PROVIDED ENTRIES =
PR #2939, opened 2024-03-19
Support of validation level for missing permanent limit

annetill:

No

Feature

If a `LoadingLimit` has temporary limits, the permanent limit is mandatory. This is imposed by the way the limit violations detection works. When importing an IIDM network, if a permanent limit is missing :
- the network is rejected for IIDM version >= v1.12
- the permanent limit is computed from the 1st temporary limit's value.

At this subject, see #2636

With this principle, it is not possible to import a network (especially of an older IIDM version) and prompt a user for the missing permanent limits.

With this PR, it is possible have IIDM networks with missing permanent limits (either created via the API or imported) as long as the validation level is `EQUIPMENT`.

When importing an IIDM network, it is possible to override its minimum validation level. To do this, you should use the following import parameter: `iidm.import.minimal-validation-level: EQUIPMENT`.

Operational limits are now considered by the validation level mechanism:

- When adding operational limits on a network element with a missing permanent limit, or when settting a permanent limit to Double.NaN, the operation will:
  - succeed if the validation level is `EQUIPMENT`;
  - fail if the minimum validation level is not `EQUIPMENT`;
  - succeed if the validation level is not `EQUIPEMENT`, but the **minimum** validation level is. In this case, the validation level will be lowered to `EQUIPMENT`.

- When only a missing permanent limit prevents a network to be in `STEADY_STATE_HYPOTHESIS` level, using the `LoadingLimits.setPermanentLimit(...)` method to define it a value will increase the validation level of the network to `STEADY_STATE_HYPOTHESIS`. 

Note that all operational limits are taken into account to determine the validation level. It is also the case for the operational limits defined in a non-selected `OperationalLimitsGroup` (the group is not currently used for the corresponding network element).

- [X] Yes
- [ ] No

The following utilitary methods:
- `ValidationUtil.checkLoadingLimits(...)`;
- `ValidationUtil.checkPermanentLimit(...)`;

now take two additional parameters:
- `boolean throwException`: should the method throw an exception when a missing permanent limit is detected? 
- `ReportNode reportNode`: the reportNode to use to log potential errors. You can use `ReportNode.NO_OP` if you are not interested by this log.

**Other information**:


iidm/iidm-tck/src/test/java/com/powsybl/iidm/network/tck/AbstractNetworkTest.java
```diff
@@ -626,4 +626,16 @@ public void testScadaNetwork() {
...
+    @Test
+    public void testPermanentLimit() {
+        Network network = EurostagTutorialExample1Factory.createWithFixedCurrentLimits();
+        assertEquals(ValidationLevel.STEADY_STATE_HYPOTHESIS, network.getValidationLevel());
+        ValidationException e = assertThrows(ValidationException.class, () -> network.getLine("NHV1_NHV2_1").getCurrentLimits2().orElseThrow().setPermanentLimit(Double.NaN));
+        assertTrue(e.getMessage().contains("AC line 'NHV1_NHV2_1': permanent limit must be defined if temporary limits are present"));
+        network.setMinimumAcceptableValidationLevel(ValidationLevel.EQUIPMENT);
+        network.getLine("NHV1_NHV2_1").getCurrentLimits2().orElseThrow().setPermanentLimit(Double.NaN);
+        assertTrue(Double.isNaN(network.getLine("NHV1_NHV2_1").getCurrentLimits2().orElseThrow().getPermanentLimit()));
+        assertEquals(ValidationLevel.STEADY_STATE_HYPOTHESIS, network.getValidationLevel()); // not supported through setters...
```
olperr1, line 639: I think it is important to have this.
This relies on the `ValidationUtil.checkIdentifiable(...)` method which should now consider the limits to determine the validation level of a network.

olperr1 (changes requested):

iidm/iidm-api/src/main/java/com/powsybl/iidm/network/ValidationUtil.java
```diff
@@ -589,15 +589,30 @@ public static void checkConnected(Validable validable, Boolean connected) {
...
         ValidationUtil.checkTemporaryLimits(validable, permanentLimit, temporaryLimits);
+        return validationLevel;
     }
 
-    public static void checkPermanentLimit(Validable validable, double permanentLimit, Collection<LoadingLimits.TemporaryLimit> temporaryLimits) {
-        if (Double.isNaN(permanentLimit) && !temporaryLimits.isEmpty() || permanentLimit <= 0) {
-            throw new ValidationException(validable, "permanent limit must be defined and be > 0");
+    public static ValidationLevel checkPermanentLimit(Validable validable, double permanentLimit, Collection<LoadingLimits.TemporaryLimit> temporaryLimits,
+                                                      boolean throwException, ReportNode reportNode) {
+        ValidationLevel validationLevel = ValidationLevel.STEADY_STATE_HYPOTHESIS;
```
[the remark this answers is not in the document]
annetill: It is the way it is implemented everywhere else.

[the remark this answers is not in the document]
olperr1: Ok, you are right.
Since we never directly use this method's result as the voltageLevel of the network, but via `setValidationLevelIfGreaterThan(...)`, it is OK.

(We take the highest possible value and retain the min between the previous value and the newly computed one at every step to finally use the min between this value and the network's value. Thus, it is equivalent.)

iidm/iidm-tck/src/test/java/com/powsybl/iidm/network/tck/AbstractNetworkTest.java
olperr1: I pushed modifications to take the limits into account when determining the validation level of the network.

I choose to consider all the `OperationalLimitsGroup`s (the selected and the unselected) since it is easier to do: when considering only the selected ones, the validation level should be checked every time the selected operationalLimitsGroup is changed for any limits holder.

iidm/iidm-serde/src/main/java/com/powsybl/iidm/serde/AbstractTreeDataImporter.java
```diff
@@ -54,6 +54,8 @@ public abstract class AbstractTreeDataImporter implements Importer {
 
     public static final String MISSING_PERMANENT_LIMIT_PERCENTAGE = "iidm.import.xml.missing-permanent-limit-percentage";
 
+    public static final String MINIMAL_VALIDATION_LEVEL = "iidm.import.xml.minimal-validation-level";
```
annetill, line 57: import -> serde

olperr1: I don't know if it is a good idea to remove the "import" part of the parameter. We can have parameters dealing with the same concept for import and export and we may want them to have different values (for instance, we have both `iidm.export.xml.extensions` and `iidm.import.xml.extensions` parameters).

We can maybe use something like "serde.import", or just "import"?

annetill: @flo-dup proposes `iidm.import.minimal-validation-level`

iidm/iidm-serde/src/main/java/com/powsybl/iidm/serde/AbstractTreeDataImporter.java
```diff
@@ -69,6 +71,10 @@ public abstract class AbstractTreeDataImporter implements Importer {
             ParameterType.DOUBLE, "Percentage applied to lowest temporary limit to compute the permanent limit when missing (for IIDM < 1.12 only)",
             100.);
 
+    public static final Parameter MINIMAL_VALIDATION_LEVEL_PARAMETER = new Parameter(MINIMAL_VALIDATION_LEVEL,
```
miovd, line 74: It should be added in `getParameters()`

iidm/iidm-serde/src/main/java/com/powsybl/iidm/serde/ImportOptions.java
```diff
@@ -79,4 +83,21 @@ public ImportOptions setMissingPermanentLimitPercentage(double missingPermanentL
     public double getMissingPermanentLimitPercentage() {
         return missingPermanentLimitPercentage;
     }
+
+    public ImportOptions setMinimalValidationLevel(String minimalValidationLevel) {
+        if (minimalValidationLevel != null) {
+            // no check?
```
miovd, line 89: Maybe a check would be cleaner? But not mandatory, in any case, it should throw an exception if the value is not supported

iidm/iidm-serde/src/main/java/com/powsybl/iidm/serde/NetworkSerDe.java
```diff
@@ -679,12 +679,21 @@ private static Network initNetwork(NetworkFactory networkFactory, NetworkDeseria
         network.setCaseDate(date);
         network.setForecastDistance(forecastDistance);
 
-        ValidationLevel[] minValidationLevel = new ValidationLevel[1];
-        minValidationLevel[0] = ValidationLevel.STEADY_STATE_HYPOTHESIS;
-        IidmSerDeUtil.runFromMinimumVersion(IidmVersion.V_1_7, context, () -> minValidationLevel[0] = reader.readEnumAttribute(MINIMUM_VALIDATION_LEVEL, ValidationLevel.class));
+        ValidationLevel minValidationLevel;
+        if (context.getOptions().getMinimalValidationLevel().isPresent()) {
+            minValidationLevel = context.getOptions().getMinimalValidationLevel().orElseThrow();
```
miovd, line 684: Specify the exception thrown in `orElseThrow`

iidm/iidm-serde/src/main/java/com/powsybl/iidm/serde/AbstractTreeDataImporter.java
olperr1: The parameter was changed accordingly.

miovd (approved):
Mostly okay for me, only small remarks

iidm/iidm-serde/src/main/java/com/powsybl/iidm/serde/AbstractTreeDataImporter.java
olperr1: Done

iidm/iidm-serde/src/main/java/com/powsybl/iidm/serde/NetworkSerDe.java
olperr1: The else part couldn't be reached because of the previous check.
I introduced a variable (to avoid a Sonar issue) and used `.get()` instead of `.orElseThrow()`.

miovd (approved):

olperr1 (approved):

TASK = Lines holding the word "Collection" are the answer; copy each one from the records above.

WRITTEN RESPONSE =
-    public static void checkPermanentLimit(Validable validable, double permanentLimit, Collection<LoadingLimits.TemporaryLimit> temporaryLimits) {
+    public static ValidationLevel checkPermanentLimit(Validable validable, double permanentLimit, Collection<LoadingLimits.TemporaryLimit> temporaryLimits,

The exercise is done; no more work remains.